WORK TASK → Using the data that follows, give the number of lines where the string "levels" occurs, and nothing else.

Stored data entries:
Issue #141, opened 2024-12-17
Support correlated backreferences in QDAG to Relational conversion


knassre-bodo:
Currently, `BACK` references are not supported in QDAG to Relational conversion if they step out of a child subtree of the hybrid tree back into the parent hybrid tree. This is caused by operations such as `nations.WHERE(HAS(customer.WHERE(name == BACK(1).name)))`, since the `BACK(1).name` steps out of `HAS(...)` into `nations`. This corresponds to a correlated reference between the left side of the join (`nations`) and the right side (the `HAS(...)`). Implementing this functionality will require the following:
- A way to represent correlated references in the hybrid tree
- A way to represent correlated references in the relational nodes
- Support for converting these back references into the hybrid tree correlated references (even if they step out of the child more than once)
- Support for converting these correlated hybrid nodes in the relational conversion step

knassre-bodo:
# Update

As of #254, correlation & de-correlation support has been added, but the special optimized cases for singular (only match) and aggregation (only match) have not been implemented; instead they do the same thing as regular singular & aggregation. Adding these optimizations will be a followup issue to add at a later date as part of a larger pattern of removing duplicate/unnecessary subtrees.

PR #232, opened 2025-01-23
Support uses of BACK that cause correlated references: Hybrid & Relational support for Correlate nodes

knassre-bodo:
Child of #269 that is part of addressing #141. This PR deals with the hybrid & relational conversion, including the creation of new types of hybrid/relational nodes to express correlation, and also defines all of the correlation unit tests. This means that all correlated queries should produce a Relational plan, but will not be possible to convert to SQLGlot until the next PR. Subsequent PRs will deal with cases where a the relational plan needs to be de-correlated.


tests/test_pipeline.py
```diff
@@ -14,6 +14,16 @@
 )
 from simple_pydough_functions import (
     agg_partition,
```
knassre-bodo, line 16: TPCH query 21 now runs e2e w/o issue. Queries 5/22 still fail, as do half of the `correl_x` tests, because they fall into the patterns shown in the comment I added to this issue #141 (mostly the AGGREGATION case).

tests/simple_pydough_functions.py
```diff
@@ -270,3 +270,129 @@ def triple_partition():
     )(supp_region, avg_percentage=AVG(cust_regions.percentage)).ORDER_BY(
         supp_region.ASC()
     )
+
+
+def correl_1():
```
knassre-bodo, line 275: Some of these correl examples are about different patterns of how the HybridCorrelRefExpr is derived (different edge cases), but most are about the different connection types.

tests/simple_pydough_functions.py
```diff
@@ -270,3 +270,216 @@ def triple_partition():
...
+    # Which part brands have at least 1 part that more than 40% above the
+    # average retail price for all parts from that brand.
+    # (This is a correlated SEMI-join)
+    brands = PARTITION(Parts, name="p", by=brand)(avg_price=AVG(p.retail_price))
+    outlier_parts = p.WHERE(retail_price > 1.4 * BACK(1).avg_price)
+    selected_brands = brands.WHERE(HAS(outlier_parts))
+    return selected_brands(brand).ORDER_BY(brand.ASC())
+
+
+def correl_12():
```
knassre-bodo, line 412: This is to deal with edge cases in how the `PARTITION` handling works in the hybrid tree

tests/simple_pydough_functions.py
```diff
@@ -270,3 +270,216 @@ def triple_partition():
...
+    selected_parts = p.WHERE(
+        (retail_price > BACK(1).avg_price)
+        & (retail_price < BACK(2).avg_price)
+        & (size < 3)
+    )
+    selected_brands = brands.WHERE(HAS(selected_parts))
+    return selected_brands(brand).ORDER_BY(brand.ASC())
+
+
+def correl_13():
```
knassre-bodo, line 431: These last 3 deal with edge cases involving multiple correlations / multiple levels of joins, and with order of operations.

tests/simple_pydough_functions.py
```diff
@@ -270,3 +270,216 @@ def triple_partition():
...
+    )
+    selected_supply_records = supply_records.WHERE(HAS(selected_part))
+    supplier_info = Suppliers.WHERE(nation_key == 19)(
+        avg_price=AVG(supply_records.part.retail_price)
+    )
+    selected_suppliers = supplier_info.WHERE(HAS(selected_supply_records))
+    return TPCH(n=COUNT(selected_suppliers))
+
+
+def correl_15():
```
knassre-bodo, line 466: This one involves multiple types of correlation behavior overlapping: semi + aggregate.

tests/test_plan_refsols/tpch_q5.txt
```diff
@@ -0,0 +1,21 @@
+ROOT(columns=[('N_NAME', N_NAME), ('REVENUE', REVENUE)], orderings=[(ordering_1):desc_last])
```
knassre-bodo, line 1: Correlation of this query: finds lines where the supplier & customer are from the same nation.
- The join in question is the one with the name `corr10`.
- The left side has all of the nations whose region is asia
- The right side aggregates all of the lineitems from customers in that region.
- Important filter is `name_9 == corr10.name` (meaning that the name of the supplier from the right side is the same as the name of the nation from the left side)

tests/test_plan_refsols/tpch_q21.txt
```diff
@@ -0,0 +1,21 @@
+ROOT(columns=[('S_NAME', S_NAME), ('NUMWAIT', NUMWAIT)], orderings=[(ordering_1):desc_last, (ordering_2):asc_first])
```
knassre-bodo, line 1: Correlation of this query: goes from lineitem (L1) -> order -> lineitem (L2) to find all instances where a lineitem is in an order with multiple suppliers but that specific supplier's lineitem entries in the order are the only ones that are late, so it needs to know if  the supplier key from L1 and L2 are different to determine if two lineitems in the same order have different suppliers.
- First important join in question is the one with the name `corr5`.
  - The left side has L1 & order, filtered to only include late lines
  - The right side has L2.
  - Important filter is `supplier_key != corr5.supplier_key`, used to semi-join L1 and L2 when there is a matching L2 entry that does _not_ have the same supplier key as L1.
- Second important join in question is the one with the name `corr6`.
  - The left side has the result of the first correlate.
  - The right side has _another_ L2.
  - Important filter is `supplier_key != corr6.supplier_key`,  used to anti-join L1 and L2 when there is a matching L2 entry that does _not_ have the same supplier key as L1 (as well as some extra properties).

tests/test_plan_refsols/tpch_q22.txt
```diff
@@ -0,0 +1,18 @@
+ROOT(columns=[('CNTRY_CODE', CNTRY_CODE), ('NUM_CUSTS', NUM_CUSTS), ('TOTACCTBAL', TOTACCTBAL)], orderings=[])
```
knassre-bodo, line 1: Correlation of this query: first derives a global average of the selected customers' account balances, then partitions the customers but only the ones who are _above_ the global average.

- Important join in question is the one with the name `corr1`.
- The left side has the global aggregation
- The right side has the selected customers who have been aggregated.
- Inside the RHS, before the aggregation happens, the selected customers get further filtered to only include the ones where `acctbal > corr1.avg_balance`

pydough/sqlglot/sqlglot_relational_expression_visitor.py
```diff
@@ -133,6 +134,11 @@ def visit_literal_expression(self, literal_expression: LiteralExpression) -> Non
         )
         self._stack.append(literal)
 
+    def visit_correlated_reference(
+        self, correlated_reference: CorrelatedReference
+    ) -> None:
+        raise NotImplementedError("TODO")
```
knassre-bodo, line 140: The next PR in the stack deals with this part: https://github.com/bodo-ai/PyDough/pull/234

pydough/conversion/hybrid_tree.py
```diff
@@ -229,6 +229,27 @@ def shift_back(self, levels: int) -> HybridExpr | None:
         return HybridBackRefExpr(self.name, self.back_idx + levels, self.typ)
 
 
+class HybridCorrelExpr(HybridExpr):
+    """
+    Class for HybridExpr terms that are expressions from a parent hybrid tree
+    rather than an ancestor, which requires a correlated reference.
```
knassre-bodo, line 235: If it needs to go out _several_ levels, then it will be `HybridCorrelExpr(HybridCorrelExpr(...))`

pydough/conversion/hybrid_tree.py
```diff
@@ -1269,108 +1295,7 @@ def populate_children(
             for con_typ in reference_types:
                 connection_type = connection_type.reconcile_connection_types(con_typ)
             child_idx_mapping[child_idx] = hybrid.add_child(subtree, connection_type)
-
-    def make_hybrid_agg_expr(
```
knassre-bodo, line 1273: This API is no longer needed/useful; can merge with `make_hybrid_expr` & have an argument for if we are inside of an aggregation.

pydough/conversion/hybrid_tree.py
```diff
@@ -1609,80 +1694,51 @@ def make_hybrid_expr(
...
-                # For non-aggregate function calls, translate their arguments
-                # normally and build the function call. Does not support any
+            case ExpressionFunctionCall():
+                if expr.operator.is_aggregation and inside_agg:
+                    raise NotImplementedError(
+                        "PyDough does not yet support calling aggregations inside of aggregations"
+                    )
+                # Do special casing for operators that an have collection
+                # arguments.
+                # TODO: (gh #148) handle collection-level NDISTINCT
```
knassre-bodo, line 1704: This TODO already existed, just got moved around.

pydough/conversion/hybrid_tree.py
```diff
@@ -1533,11 +1458,165 @@ def handle_has_hasnot(
...
+                    "PyDough does yet support aggregations whose arguments mix between subcollection data of the current context and fields of the context itself"
+                )
+            case HybridWindowExpr():
+                raise NotImplementedError(
+                    "PyDough does yet support aggregations whose arguments mix between subcollection data of the current context and window functions"
+                )
+            case _:
+                raise NotImplementedError(
+                    f"TODO: support converting {expr.__class__.__name__} in aggregations"
+                )
```
knassre-bodo, line 1509: This TODO already existed, just got moved around.

pydough/conversion/hybrid_tree.py
```diff
@@ -1862,13 +1922,16 @@ def make_hybrid_tree(
                         successor_hybrid = self.make_hybrid_tree(
                             node.child_access.child_access, parent
                         )
-                        partition_by = node.child_access.ancestor_context
+                        partition_by = (
+                            node.child_access.ancestor_context.starting_predecessor
+                        )
```
knassre-bodo, line 1927: This is necessary for cases like this:
```
a = PARTITION(data, name="cluster", by=(x,y))
b = a.WHERE(COUNT(cluster) > 10)
c = b(n=AVG(cluster.z)) 
d = c.cluster.WHERE(z > BACK(1).n)
```
In this case, whenever dealing with `c` or `d`,  we need `partition_by` to refer to `a`, even though `node.child_access.ancestor_context` can refer to `b` or `c`. That's why `.starting_prdecessor` is used (keeps calling `.predecessor` until we get back to `a`).

pydough/conversion/relational_converter.py
```diff
@@ -199,6 +228,28 @@ def translate_expression(
...
+                            expr.typ,
+                        )
+                    case CorrelatedReference():
+                        return ancestor_expr
+                    case _:
+                        raise ValueError(
+                            f"Unsupported expression to reference in a correlated reference: {ancestor_expr}"
+                        )
             case _:
                 raise NotImplementedError(expr.__class__.__name__)
```
amullerbodo, line 254: @knassre-bodo not sure if we could add additional info inside the NotImplementedError. The team has struggled to interpret some of the errors so maybe if they knew what is the expression and some context of the expression so they can modify more easily.

pydough/relational/relational_expressions/correlated_reference_finder.py
```diff
@@ -0,0 +1,48 @@
...
+
+    def reset(self) -> None:
+        self._correlated_references = set()
+
+    def get_correlated_references(self) -> set[CorrelatedReference]:
+        return self._correlated_references
+
+    def visit_call_expression(self, call_expression: CallExpression) -> None:
+        for arg in call_expression.inputs:
+            arg.accept(self)
```
amullerbodo, line 31: @knassre-bodo this is for my own benefit you are traversing expressions here to find CorrelatedExpressions... 
The accept method in CallExpression would do something like this: 
def accept(self, visitor: RelationalExpressionVisitor) -> None:
        visitor.visit_call_expression(self)
so you are calling accept on the finder so that the CallExpression calls visit_call_expression of self again? why is that? why not call directly visit_correlated_reference(arg)?

pydough/relational/relational_expressions/correlated_reference_finder.py
```diff
@@ -0,0 +1,48 @@
...
+            order_arg.expr.accept(self)
+
+    def visit_literal_expression(self, literal_expression: LiteralExpression) -> None:
+        pass
+
+    def visit_column_reference(self, column_reference: ColumnReference) -> None:
+        pass
+
+    def visit_correlated_reference(self, correlated_reference) -> None:
+        self._correlated_references.add(correlated_reference)
```
amullerbodo, line 48: The argument here will be added to a set. @knassre-bodo can you share if the set operation is working on the actual memory position of the object or you have overloaded __eq__ or __hash__ somewhere above RelationalExpression?

tests/correlated_pydough_functions.py
amullerbodo, line 1: looks good

pydough/conversion/relational_converter.py
knassre-bodo: Will do, though in this specific case the error should be unreachable (all other cases are accounted for) so it's mostly there for internal debugging purposes.

pydough/relational/relational_expressions/correlated_reference_finder.py
knassre-bodo: Every RelationalExpression class has its own `.accept` that dispatches to the visitor's corresponding `visit_xxx` method. This is needed because we don't know what the arguments are:
- If the function call arguments are more function calls, it recursively calls `visit_call_expression`
- If the function call arguments are literals, it calls `visit_literal`
- If the function call arguments are correlatex expressions, it calls `visit_correlated_reference`
etc.

pydough/relational/relational_expressions/correlated_reference_finder.py
knassre-bodo: `__eq__` is defined in `RelationalExpression` (points to a `.equals()` method which each of the implementing classes extends), but good catch regarding `__hash__` being incomplete & only present in some (will add to `RelationalExpression`).

pydough/conversion/hybrid_tree.py
```diff
@@ -1533,11 +1458,195 @@ def handle_has_hasnot(
...
+            raise ValueError(
+                f"Expected aggregation call to contain references to exactly one child collection, but found {len(child_indices)} in {expr}"
+            )
+        hybrid_call: HybridFunctionExpr = HybridFunctionExpr(
+            expr.operator, converted_args, expr.pydough_type
+        )
+        # Identify the child connection that the aggregation call is pushed
+        # into.
+        child_idx: int = child_indices.pop()
+        child_connection = hybrid.children[child_idx]
```
vineetg3, line 1547: Type is missing here.

pydough/conversion/hybrid_tree.py
```diff
@@ -1533,11 +1458,195 @@ def handle_has_hasnot(
...
+            `steps_taken_so_far`: the number of steps already taken to step
+            up from the BACK node. This is needed so we know how many steps
+            still need to be taken upward once we have stepped out of hte child
+            subtree back into the parent subtree.
+        """
+        if len(self.stack) == 0:
+            raise ValueError("Back reference steps too far back")
+        # Identify the parent subtree that the BACK reference is stepping back
+        # into, out of the child.
+        parent_tree = self.stack.pop()
```
vineetg3, line 1581: Type hint of parent_tree is missing here.

pydough/conversion/hybrid_tree.py
```diff
@@ -1533,11 +1458,195 @@ def handle_has_hasnot(
...
+        Converts a BACK reference into a correlated reference when the number
+        of BACK levels exceeds the height of the current subtree.
+
+        Args:
+            `back_expr`: the original BACK reference to be converted.
+            `collection`: the collection at the top of the current subtree,
+            before we have run out of BACK levels to step up out of.
+            `steps_taken_so_far`: the number of steps already taken to step
+            up from the BACK node. This is needed so we know how many steps
+            still need to be taken upward once we have stepped out of hte child
```
vineetg3, line 1574: Typo: ..out of `the` child..

vineetg3 (approved):
I just have minor nits. Otherwise, it LGTM to the best of my knowledge.

knassre-bodo:
Related to #141.

pydough/conversion/hybrid_tree.py
knassre-bodo: Thank you! I have a typing propensity for accidentally pressing the `h` just before the `t`.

SOLUTION FOR THIS PROBLEM → 6